Records from a dataset

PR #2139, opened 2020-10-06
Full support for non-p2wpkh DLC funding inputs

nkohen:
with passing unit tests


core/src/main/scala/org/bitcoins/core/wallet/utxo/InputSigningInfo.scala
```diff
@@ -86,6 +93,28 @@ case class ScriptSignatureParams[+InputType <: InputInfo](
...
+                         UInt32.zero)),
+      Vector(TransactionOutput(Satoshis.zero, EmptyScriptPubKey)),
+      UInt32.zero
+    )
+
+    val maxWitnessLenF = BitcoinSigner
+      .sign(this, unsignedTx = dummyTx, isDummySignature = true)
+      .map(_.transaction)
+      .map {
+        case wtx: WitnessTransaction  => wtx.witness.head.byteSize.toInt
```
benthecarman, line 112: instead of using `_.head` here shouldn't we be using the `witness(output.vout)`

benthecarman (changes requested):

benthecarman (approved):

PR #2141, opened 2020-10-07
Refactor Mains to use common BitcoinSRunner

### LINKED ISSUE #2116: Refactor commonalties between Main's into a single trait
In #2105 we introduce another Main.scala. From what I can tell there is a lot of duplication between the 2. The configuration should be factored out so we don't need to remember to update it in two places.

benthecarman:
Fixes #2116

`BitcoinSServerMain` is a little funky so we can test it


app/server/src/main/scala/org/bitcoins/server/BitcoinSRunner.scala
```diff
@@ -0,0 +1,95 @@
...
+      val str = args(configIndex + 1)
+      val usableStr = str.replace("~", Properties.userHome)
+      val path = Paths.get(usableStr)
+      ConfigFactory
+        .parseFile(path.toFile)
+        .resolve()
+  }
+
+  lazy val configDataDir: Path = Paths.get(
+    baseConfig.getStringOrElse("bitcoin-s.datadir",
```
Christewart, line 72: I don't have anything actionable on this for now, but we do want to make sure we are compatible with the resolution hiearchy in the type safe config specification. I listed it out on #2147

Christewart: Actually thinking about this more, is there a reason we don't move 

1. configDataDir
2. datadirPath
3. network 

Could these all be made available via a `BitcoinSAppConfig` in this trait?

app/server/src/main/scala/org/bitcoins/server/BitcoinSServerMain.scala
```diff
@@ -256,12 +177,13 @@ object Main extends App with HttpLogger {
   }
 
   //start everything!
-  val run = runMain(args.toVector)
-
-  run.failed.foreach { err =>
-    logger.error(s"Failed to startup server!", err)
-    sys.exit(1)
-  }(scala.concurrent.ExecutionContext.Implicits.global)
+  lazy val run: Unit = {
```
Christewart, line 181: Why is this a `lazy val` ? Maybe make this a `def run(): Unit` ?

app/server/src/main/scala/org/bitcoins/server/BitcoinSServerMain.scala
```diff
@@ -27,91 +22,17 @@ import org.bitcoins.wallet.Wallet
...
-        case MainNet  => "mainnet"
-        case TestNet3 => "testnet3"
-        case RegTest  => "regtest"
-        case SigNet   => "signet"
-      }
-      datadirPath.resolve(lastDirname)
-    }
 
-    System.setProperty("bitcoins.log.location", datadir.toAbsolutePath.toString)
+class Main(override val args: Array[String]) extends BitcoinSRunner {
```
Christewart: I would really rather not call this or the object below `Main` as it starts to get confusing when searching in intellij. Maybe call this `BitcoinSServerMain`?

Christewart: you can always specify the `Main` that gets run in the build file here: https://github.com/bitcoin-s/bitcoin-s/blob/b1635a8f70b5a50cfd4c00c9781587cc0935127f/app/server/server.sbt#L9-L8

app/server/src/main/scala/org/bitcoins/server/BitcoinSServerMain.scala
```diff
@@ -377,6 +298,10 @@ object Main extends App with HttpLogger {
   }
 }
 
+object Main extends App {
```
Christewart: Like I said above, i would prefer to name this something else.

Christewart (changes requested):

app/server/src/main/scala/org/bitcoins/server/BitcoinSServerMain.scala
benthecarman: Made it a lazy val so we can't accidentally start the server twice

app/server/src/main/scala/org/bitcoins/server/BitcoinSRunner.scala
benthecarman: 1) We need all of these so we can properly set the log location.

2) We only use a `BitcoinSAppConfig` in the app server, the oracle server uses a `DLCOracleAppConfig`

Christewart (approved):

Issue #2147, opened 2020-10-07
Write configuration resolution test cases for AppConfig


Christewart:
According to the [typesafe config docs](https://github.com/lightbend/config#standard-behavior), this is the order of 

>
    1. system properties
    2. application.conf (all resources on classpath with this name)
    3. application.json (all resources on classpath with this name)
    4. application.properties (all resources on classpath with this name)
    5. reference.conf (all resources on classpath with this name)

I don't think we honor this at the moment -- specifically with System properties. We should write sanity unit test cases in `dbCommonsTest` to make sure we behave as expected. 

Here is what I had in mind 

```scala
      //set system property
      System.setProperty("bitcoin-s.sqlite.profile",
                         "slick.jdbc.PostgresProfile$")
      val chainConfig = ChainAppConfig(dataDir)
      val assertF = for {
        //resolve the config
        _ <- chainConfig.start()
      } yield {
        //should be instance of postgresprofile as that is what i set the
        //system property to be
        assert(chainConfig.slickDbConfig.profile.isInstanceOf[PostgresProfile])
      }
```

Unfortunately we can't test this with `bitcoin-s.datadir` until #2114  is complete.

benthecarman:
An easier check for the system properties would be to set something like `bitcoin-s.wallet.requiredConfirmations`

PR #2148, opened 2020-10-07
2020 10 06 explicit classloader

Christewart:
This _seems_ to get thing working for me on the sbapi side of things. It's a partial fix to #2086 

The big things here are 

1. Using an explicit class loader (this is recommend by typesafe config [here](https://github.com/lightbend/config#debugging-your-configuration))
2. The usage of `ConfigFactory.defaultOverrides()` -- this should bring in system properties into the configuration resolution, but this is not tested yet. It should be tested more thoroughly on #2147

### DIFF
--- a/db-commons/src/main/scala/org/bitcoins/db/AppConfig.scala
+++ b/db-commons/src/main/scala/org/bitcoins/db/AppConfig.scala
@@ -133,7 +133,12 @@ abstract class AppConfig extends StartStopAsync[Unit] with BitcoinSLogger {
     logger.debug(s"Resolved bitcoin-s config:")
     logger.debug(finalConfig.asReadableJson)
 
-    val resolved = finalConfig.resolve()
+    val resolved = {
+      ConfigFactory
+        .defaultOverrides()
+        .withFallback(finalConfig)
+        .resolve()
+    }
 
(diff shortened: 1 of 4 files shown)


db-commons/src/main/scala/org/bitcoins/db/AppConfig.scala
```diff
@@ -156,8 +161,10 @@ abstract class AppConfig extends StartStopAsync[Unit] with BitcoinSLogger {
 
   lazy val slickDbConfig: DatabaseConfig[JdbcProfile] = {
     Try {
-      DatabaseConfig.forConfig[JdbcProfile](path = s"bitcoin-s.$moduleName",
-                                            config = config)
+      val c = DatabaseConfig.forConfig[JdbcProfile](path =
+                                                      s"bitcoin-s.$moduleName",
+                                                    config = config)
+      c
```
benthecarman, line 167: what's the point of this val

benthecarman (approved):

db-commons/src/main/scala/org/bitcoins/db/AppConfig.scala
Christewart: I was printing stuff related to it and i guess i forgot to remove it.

...

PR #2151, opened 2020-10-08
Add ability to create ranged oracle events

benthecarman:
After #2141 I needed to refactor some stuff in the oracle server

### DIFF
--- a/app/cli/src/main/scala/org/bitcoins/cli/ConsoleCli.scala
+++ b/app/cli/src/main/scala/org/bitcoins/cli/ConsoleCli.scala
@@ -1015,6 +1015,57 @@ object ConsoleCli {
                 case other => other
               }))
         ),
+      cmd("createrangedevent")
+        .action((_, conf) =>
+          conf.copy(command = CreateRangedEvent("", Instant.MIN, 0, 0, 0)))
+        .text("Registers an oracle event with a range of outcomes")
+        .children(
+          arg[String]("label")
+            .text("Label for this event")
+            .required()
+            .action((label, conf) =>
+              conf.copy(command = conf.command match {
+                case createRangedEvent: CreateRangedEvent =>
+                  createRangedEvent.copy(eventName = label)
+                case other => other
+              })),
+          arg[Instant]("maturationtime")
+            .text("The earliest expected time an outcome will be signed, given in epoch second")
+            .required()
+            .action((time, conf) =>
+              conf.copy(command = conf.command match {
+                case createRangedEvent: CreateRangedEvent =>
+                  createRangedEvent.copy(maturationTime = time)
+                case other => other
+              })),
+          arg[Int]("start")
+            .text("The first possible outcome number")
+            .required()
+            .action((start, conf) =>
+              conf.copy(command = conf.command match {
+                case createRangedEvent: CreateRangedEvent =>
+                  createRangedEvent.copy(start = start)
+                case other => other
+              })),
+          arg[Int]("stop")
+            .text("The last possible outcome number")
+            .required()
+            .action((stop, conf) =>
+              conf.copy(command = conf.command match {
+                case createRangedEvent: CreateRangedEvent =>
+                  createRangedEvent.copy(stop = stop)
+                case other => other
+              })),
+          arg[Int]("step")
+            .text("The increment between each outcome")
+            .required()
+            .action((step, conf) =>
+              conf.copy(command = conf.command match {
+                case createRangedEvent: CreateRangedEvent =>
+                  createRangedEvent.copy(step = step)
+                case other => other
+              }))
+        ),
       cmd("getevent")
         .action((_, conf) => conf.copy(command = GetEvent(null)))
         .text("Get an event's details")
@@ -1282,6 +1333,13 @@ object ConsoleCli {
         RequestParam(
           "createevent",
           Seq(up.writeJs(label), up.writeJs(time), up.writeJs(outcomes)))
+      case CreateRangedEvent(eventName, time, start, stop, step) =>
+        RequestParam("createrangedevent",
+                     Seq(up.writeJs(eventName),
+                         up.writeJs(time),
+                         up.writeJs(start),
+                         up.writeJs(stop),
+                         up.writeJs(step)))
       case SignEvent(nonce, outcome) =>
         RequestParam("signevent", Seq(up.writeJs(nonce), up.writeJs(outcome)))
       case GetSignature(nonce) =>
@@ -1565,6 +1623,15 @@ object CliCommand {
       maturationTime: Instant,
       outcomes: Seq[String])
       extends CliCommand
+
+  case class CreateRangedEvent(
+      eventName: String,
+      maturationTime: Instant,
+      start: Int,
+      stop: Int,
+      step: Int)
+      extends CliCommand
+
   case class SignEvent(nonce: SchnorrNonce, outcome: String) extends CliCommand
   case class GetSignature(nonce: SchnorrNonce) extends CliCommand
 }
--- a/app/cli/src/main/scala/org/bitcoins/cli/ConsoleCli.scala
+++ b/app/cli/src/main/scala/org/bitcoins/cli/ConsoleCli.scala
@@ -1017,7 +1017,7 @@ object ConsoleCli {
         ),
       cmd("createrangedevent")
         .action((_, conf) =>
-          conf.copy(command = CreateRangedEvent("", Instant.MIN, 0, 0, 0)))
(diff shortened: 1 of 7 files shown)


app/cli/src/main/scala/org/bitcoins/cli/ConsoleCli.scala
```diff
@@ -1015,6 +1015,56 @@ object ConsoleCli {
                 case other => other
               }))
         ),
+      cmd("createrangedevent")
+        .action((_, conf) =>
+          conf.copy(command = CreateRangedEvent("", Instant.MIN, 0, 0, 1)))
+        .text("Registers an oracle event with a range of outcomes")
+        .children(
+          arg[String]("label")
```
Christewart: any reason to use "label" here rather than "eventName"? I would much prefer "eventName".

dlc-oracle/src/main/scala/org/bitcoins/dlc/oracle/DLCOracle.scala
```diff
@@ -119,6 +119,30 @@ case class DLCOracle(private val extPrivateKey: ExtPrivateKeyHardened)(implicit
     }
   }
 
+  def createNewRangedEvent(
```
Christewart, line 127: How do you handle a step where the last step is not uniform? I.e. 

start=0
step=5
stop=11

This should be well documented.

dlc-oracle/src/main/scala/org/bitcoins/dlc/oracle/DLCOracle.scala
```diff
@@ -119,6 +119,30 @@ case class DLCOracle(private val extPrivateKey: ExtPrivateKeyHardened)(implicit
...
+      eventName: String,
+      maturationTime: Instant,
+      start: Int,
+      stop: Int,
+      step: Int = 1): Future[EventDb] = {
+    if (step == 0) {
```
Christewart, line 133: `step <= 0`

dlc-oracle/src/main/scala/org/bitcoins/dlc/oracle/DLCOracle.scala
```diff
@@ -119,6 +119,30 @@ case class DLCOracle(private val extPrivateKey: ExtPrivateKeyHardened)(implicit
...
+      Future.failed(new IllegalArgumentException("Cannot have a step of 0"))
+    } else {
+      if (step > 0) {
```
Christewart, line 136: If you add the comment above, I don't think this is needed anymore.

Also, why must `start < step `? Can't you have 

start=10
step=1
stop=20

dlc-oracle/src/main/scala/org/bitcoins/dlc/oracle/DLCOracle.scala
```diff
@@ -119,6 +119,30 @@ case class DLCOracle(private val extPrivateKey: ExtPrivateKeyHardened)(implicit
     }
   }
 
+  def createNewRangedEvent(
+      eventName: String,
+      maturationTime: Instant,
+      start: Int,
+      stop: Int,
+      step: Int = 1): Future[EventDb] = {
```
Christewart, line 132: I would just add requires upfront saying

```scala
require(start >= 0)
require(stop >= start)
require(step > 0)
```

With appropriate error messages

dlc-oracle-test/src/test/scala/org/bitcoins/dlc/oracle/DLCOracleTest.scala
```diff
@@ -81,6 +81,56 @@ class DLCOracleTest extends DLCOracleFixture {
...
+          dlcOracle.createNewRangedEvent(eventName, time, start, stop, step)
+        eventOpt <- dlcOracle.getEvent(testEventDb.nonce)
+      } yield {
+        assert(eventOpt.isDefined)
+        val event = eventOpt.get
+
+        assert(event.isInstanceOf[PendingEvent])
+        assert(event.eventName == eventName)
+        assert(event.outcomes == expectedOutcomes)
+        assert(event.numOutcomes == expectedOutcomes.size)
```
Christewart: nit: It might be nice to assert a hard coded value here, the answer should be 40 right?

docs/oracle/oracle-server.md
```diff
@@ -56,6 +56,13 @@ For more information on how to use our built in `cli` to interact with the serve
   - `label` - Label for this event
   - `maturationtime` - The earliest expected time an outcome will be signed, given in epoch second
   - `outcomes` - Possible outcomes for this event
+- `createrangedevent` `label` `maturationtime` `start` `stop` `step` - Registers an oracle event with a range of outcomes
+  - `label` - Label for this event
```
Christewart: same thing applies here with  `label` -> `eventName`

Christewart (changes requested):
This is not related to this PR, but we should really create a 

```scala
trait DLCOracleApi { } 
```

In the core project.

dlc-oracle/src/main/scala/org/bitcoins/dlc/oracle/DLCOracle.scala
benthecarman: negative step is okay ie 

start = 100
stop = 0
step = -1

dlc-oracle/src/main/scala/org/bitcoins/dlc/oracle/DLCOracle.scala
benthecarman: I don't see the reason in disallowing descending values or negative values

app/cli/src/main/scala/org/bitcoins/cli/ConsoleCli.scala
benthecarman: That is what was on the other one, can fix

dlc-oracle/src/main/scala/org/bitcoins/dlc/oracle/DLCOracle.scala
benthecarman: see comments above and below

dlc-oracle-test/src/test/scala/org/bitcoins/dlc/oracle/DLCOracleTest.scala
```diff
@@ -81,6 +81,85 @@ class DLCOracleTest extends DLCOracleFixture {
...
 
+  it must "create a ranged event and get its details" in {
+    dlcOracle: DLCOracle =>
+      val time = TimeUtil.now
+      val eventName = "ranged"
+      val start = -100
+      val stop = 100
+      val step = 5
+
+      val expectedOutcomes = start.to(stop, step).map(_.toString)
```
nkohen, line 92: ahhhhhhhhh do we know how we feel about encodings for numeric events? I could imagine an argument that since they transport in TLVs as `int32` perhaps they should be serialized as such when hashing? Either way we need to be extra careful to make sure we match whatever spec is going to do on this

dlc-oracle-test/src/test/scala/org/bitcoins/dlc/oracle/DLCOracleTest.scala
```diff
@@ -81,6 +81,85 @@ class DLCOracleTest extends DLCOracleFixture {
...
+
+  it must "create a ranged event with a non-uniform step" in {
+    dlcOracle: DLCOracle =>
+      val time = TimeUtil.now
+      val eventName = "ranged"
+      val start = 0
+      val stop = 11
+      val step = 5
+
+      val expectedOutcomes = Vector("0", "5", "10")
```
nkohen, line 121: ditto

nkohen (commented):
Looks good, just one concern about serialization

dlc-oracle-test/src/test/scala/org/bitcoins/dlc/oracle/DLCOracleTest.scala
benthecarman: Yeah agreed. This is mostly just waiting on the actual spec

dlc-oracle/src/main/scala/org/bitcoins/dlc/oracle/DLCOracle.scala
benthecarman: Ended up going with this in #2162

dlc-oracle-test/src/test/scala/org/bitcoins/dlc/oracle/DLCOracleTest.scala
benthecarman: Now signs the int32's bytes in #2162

...

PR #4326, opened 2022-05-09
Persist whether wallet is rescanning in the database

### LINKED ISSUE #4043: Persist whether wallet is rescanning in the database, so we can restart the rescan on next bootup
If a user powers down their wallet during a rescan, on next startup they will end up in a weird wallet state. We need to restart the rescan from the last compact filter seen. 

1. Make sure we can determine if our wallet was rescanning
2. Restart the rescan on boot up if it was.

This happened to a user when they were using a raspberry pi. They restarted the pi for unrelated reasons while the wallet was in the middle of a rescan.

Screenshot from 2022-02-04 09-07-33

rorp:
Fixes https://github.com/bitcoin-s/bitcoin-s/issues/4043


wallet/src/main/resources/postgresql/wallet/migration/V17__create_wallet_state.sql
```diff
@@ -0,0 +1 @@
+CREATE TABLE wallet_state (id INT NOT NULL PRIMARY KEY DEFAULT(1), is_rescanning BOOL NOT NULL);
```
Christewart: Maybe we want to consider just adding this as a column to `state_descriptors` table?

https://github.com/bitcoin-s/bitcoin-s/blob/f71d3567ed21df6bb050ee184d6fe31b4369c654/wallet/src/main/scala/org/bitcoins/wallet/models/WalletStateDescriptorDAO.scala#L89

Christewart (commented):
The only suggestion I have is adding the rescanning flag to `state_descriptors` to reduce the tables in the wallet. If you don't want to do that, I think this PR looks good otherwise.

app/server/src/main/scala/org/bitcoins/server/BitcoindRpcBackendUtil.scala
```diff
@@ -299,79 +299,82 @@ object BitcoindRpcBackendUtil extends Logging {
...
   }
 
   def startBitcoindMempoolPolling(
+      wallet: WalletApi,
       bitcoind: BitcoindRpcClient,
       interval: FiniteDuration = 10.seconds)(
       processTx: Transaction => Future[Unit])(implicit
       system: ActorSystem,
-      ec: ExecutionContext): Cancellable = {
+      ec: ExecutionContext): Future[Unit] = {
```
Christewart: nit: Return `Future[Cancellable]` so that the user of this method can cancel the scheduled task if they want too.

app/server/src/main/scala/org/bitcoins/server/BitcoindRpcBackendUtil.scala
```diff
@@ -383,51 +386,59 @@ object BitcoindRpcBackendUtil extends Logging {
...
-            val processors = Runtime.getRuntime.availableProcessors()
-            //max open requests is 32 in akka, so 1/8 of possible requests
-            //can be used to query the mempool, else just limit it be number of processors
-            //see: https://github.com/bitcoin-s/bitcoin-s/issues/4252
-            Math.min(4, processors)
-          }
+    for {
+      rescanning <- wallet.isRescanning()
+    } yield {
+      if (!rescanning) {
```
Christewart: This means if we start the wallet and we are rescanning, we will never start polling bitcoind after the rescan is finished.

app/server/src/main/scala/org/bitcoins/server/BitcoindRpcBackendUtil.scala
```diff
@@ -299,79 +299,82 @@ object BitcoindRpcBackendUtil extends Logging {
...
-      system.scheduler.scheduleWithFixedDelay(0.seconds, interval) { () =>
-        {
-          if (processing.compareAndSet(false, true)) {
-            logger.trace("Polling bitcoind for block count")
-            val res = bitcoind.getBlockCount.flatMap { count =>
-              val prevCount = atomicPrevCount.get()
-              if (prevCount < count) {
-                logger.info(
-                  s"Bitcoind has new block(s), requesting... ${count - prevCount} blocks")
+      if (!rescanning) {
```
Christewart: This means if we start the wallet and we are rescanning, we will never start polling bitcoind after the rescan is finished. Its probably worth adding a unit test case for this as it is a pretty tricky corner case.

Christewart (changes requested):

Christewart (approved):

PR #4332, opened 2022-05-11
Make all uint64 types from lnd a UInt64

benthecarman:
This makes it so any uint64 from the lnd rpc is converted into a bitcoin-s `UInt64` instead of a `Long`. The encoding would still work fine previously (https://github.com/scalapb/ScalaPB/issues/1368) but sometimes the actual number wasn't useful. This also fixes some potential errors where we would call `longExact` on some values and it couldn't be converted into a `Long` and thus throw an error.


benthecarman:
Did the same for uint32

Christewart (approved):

YOUR INSTRUCTIONS: Set down exactly the lines of the data above, beginning with the line that has "PR #2139, opened 2020-10-06" and ending with the line that has "Refactor Mains to use common BitcoinSRunner", and no others.

OUTPUT BELOW:
PR #2139, opened 2020-10-06
Full support for non-p2wpkh DLC funding inputs

nkohen:
with passing unit tests


core/src/main/scala/org/bitcoins/core/wallet/utxo/InputSigningInfo.scala
```diff
@@ -86,6 +93,28 @@ case class ScriptSignatureParams[+InputType <: InputInfo](
...
+                         UInt32.zero)),
+      Vector(TransactionOutput(Satoshis.zero, EmptyScriptPubKey)),
+      UInt32.zero
+    )
+
+    val maxWitnessLenF = BitcoinSigner
+      .sign(this, unsignedTx = dummyTx, isDummySignature = true)
+      .map(_.transaction)
+      .map {
+        case wtx: WitnessTransaction  => wtx.witness.head.byteSize.toInt
```
benthecarman, line 112: instead of using `_.head` here shouldn't we be using the `witness(output.vout)`

benthecarman (changes requested):

benthecarman (approved):

PR #2141, opened 2020-10-07
Refactor Mains to use common BitcoinSRunner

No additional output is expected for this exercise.